The answer must consist of every line in the data that contains "understand".
————
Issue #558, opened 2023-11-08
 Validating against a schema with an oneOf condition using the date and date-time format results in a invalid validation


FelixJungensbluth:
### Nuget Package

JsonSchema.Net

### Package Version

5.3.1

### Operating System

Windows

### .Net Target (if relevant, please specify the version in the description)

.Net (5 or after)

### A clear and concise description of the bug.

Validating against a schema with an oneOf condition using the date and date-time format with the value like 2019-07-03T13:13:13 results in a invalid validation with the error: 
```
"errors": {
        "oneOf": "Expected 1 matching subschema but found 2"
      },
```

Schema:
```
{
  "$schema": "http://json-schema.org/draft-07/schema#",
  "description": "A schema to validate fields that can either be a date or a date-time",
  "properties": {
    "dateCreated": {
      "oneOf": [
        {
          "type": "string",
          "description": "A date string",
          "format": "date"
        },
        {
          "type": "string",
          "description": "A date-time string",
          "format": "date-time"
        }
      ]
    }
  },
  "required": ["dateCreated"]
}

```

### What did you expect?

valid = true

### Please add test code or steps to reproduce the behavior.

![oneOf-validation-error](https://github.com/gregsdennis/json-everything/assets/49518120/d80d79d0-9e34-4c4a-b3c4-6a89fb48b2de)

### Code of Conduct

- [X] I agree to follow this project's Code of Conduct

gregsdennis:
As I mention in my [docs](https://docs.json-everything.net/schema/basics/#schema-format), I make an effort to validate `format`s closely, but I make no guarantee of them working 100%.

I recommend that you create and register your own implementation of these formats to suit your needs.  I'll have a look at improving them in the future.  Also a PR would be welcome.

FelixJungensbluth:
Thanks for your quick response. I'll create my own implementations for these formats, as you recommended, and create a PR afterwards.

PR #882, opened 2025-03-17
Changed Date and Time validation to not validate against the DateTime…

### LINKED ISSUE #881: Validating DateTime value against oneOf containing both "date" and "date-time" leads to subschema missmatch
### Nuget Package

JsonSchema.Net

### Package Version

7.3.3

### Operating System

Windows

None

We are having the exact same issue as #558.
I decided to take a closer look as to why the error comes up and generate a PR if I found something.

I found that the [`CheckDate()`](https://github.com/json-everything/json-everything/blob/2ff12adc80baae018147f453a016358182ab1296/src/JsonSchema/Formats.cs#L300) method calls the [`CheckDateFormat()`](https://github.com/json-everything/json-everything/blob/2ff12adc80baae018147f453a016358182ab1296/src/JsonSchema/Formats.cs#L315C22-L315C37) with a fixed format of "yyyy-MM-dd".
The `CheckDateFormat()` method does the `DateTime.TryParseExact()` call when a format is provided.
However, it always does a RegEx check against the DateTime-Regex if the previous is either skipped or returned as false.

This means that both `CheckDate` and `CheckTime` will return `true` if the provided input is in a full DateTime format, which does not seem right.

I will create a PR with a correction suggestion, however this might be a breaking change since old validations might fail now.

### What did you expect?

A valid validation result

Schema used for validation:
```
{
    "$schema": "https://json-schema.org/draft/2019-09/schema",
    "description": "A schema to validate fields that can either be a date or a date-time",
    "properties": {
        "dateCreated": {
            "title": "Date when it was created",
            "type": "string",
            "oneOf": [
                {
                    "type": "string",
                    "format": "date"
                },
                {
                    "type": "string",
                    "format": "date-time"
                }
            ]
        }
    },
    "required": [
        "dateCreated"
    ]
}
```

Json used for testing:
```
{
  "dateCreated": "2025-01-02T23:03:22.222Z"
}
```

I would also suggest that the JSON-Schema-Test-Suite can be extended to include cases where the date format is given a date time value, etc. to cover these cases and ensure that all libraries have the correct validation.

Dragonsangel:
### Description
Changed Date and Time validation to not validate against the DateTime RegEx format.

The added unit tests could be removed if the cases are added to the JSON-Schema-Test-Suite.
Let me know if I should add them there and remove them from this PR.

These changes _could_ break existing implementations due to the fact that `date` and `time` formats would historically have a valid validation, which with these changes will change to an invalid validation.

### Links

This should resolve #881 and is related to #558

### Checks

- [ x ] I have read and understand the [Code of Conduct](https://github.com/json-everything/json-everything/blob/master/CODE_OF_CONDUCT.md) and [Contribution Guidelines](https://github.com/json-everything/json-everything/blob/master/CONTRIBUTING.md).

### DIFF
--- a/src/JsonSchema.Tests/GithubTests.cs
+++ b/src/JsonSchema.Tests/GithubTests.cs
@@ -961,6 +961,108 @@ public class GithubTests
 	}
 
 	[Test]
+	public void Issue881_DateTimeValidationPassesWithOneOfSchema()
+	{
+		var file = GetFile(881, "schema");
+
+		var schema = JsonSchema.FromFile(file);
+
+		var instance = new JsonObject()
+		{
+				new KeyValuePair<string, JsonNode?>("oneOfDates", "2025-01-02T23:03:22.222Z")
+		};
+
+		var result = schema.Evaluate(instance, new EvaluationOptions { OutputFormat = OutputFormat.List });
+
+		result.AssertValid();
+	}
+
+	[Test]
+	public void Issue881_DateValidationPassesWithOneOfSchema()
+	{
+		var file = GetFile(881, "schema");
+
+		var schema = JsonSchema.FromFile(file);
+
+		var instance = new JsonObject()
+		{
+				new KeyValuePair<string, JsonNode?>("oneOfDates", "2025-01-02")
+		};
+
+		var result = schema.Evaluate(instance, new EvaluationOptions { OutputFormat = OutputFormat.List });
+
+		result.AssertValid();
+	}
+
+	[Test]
————
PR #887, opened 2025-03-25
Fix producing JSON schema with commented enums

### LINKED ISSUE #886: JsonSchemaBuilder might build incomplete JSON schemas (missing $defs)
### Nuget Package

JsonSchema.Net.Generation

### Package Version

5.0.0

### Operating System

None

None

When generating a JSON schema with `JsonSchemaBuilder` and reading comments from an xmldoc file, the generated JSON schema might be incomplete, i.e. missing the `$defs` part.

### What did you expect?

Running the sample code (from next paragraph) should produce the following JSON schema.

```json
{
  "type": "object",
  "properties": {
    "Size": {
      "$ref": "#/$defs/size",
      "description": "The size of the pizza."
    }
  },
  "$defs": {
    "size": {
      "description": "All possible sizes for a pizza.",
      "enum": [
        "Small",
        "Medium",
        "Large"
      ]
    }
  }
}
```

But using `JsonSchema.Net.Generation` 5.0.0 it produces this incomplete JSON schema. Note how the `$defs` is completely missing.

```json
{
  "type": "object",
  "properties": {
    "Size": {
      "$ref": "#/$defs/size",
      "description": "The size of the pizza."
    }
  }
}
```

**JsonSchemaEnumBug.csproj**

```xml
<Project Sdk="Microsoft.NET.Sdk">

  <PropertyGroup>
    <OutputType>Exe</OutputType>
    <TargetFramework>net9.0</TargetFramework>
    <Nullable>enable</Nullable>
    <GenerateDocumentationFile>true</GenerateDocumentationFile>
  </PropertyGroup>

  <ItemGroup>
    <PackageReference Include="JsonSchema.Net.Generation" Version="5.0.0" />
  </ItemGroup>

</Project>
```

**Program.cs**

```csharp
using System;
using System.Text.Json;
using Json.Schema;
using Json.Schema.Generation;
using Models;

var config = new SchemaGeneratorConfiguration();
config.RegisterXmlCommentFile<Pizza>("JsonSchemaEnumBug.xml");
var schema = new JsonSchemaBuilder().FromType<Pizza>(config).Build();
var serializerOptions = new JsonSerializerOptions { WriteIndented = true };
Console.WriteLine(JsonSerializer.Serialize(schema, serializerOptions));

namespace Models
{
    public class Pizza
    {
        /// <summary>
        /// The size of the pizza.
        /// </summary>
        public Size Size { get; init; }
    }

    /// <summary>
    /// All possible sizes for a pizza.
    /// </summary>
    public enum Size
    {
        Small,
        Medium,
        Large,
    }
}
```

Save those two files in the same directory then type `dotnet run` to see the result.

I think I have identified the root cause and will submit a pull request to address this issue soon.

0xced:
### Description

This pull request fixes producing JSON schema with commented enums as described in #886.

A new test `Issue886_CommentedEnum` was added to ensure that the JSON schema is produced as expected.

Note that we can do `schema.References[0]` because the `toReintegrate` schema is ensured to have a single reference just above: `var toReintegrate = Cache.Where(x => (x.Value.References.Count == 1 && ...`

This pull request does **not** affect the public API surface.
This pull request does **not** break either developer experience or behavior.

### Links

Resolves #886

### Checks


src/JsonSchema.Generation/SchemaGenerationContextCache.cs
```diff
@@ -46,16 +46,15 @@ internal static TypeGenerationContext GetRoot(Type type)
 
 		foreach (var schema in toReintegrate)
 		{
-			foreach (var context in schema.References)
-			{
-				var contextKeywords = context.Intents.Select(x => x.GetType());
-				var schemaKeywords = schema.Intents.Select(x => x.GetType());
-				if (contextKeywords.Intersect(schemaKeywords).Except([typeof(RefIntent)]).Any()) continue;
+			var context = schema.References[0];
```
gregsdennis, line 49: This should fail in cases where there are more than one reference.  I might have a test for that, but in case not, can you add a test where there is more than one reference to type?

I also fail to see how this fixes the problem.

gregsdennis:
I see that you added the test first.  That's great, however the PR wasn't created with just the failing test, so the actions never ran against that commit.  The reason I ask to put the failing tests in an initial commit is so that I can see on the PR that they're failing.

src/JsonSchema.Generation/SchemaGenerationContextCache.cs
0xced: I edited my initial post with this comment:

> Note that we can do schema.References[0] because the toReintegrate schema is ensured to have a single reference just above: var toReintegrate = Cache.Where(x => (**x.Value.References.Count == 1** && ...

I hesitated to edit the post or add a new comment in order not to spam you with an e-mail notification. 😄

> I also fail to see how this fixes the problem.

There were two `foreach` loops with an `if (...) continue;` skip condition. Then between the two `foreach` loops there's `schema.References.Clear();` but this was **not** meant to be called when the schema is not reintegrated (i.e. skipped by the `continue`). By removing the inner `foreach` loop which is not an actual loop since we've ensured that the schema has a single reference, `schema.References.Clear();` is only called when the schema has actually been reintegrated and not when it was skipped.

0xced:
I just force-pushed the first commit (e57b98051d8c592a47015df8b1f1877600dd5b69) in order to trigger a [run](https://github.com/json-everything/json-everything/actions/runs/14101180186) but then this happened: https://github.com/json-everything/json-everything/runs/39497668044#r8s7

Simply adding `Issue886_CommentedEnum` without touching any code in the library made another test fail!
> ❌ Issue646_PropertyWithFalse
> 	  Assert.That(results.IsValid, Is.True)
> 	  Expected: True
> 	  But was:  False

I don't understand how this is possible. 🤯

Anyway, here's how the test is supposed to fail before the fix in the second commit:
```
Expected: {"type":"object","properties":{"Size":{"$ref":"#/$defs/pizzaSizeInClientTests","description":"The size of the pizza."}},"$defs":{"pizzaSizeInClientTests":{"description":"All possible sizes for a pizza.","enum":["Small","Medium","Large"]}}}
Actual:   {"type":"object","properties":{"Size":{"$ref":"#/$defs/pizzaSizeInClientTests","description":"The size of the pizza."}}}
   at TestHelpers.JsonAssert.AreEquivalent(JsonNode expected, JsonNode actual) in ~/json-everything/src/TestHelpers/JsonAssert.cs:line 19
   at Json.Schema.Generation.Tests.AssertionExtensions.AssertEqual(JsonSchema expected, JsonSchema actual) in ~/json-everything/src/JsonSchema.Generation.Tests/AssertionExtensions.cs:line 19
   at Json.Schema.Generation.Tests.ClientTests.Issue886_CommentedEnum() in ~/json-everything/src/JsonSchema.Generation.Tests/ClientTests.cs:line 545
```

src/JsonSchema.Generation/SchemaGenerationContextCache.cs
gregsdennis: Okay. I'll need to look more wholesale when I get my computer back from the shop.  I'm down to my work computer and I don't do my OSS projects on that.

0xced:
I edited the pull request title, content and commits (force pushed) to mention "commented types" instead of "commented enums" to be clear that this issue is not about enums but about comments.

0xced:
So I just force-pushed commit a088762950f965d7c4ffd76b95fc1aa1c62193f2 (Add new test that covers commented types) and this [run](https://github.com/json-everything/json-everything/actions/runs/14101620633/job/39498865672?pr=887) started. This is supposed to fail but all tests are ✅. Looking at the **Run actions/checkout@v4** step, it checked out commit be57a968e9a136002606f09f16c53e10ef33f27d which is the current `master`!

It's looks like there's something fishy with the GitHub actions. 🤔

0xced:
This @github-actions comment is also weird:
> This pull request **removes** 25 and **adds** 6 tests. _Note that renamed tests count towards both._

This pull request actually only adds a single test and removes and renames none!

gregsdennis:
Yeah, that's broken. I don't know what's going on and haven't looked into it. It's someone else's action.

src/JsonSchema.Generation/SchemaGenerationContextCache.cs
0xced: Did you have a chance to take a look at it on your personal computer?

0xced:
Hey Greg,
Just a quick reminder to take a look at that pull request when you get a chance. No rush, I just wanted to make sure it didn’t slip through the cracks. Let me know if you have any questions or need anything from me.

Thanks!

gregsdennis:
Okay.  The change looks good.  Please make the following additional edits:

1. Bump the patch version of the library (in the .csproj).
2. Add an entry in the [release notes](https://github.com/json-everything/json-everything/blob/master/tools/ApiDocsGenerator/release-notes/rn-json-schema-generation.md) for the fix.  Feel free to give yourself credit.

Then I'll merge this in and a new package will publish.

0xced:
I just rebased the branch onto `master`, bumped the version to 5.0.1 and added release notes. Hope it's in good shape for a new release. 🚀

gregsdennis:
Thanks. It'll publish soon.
————
◆ Reply ◆
- [ x ] I have read and understand the [Code of Conduct](https://github.com/json-everything/json-everything/blob/master/CODE_OF_CONDUCT.md) and [Contribution Guidelines](https://github.com/json-everything/json-everything/blob/master/CONTRIBUTING.md).
I don't understand how this is possible. 🤯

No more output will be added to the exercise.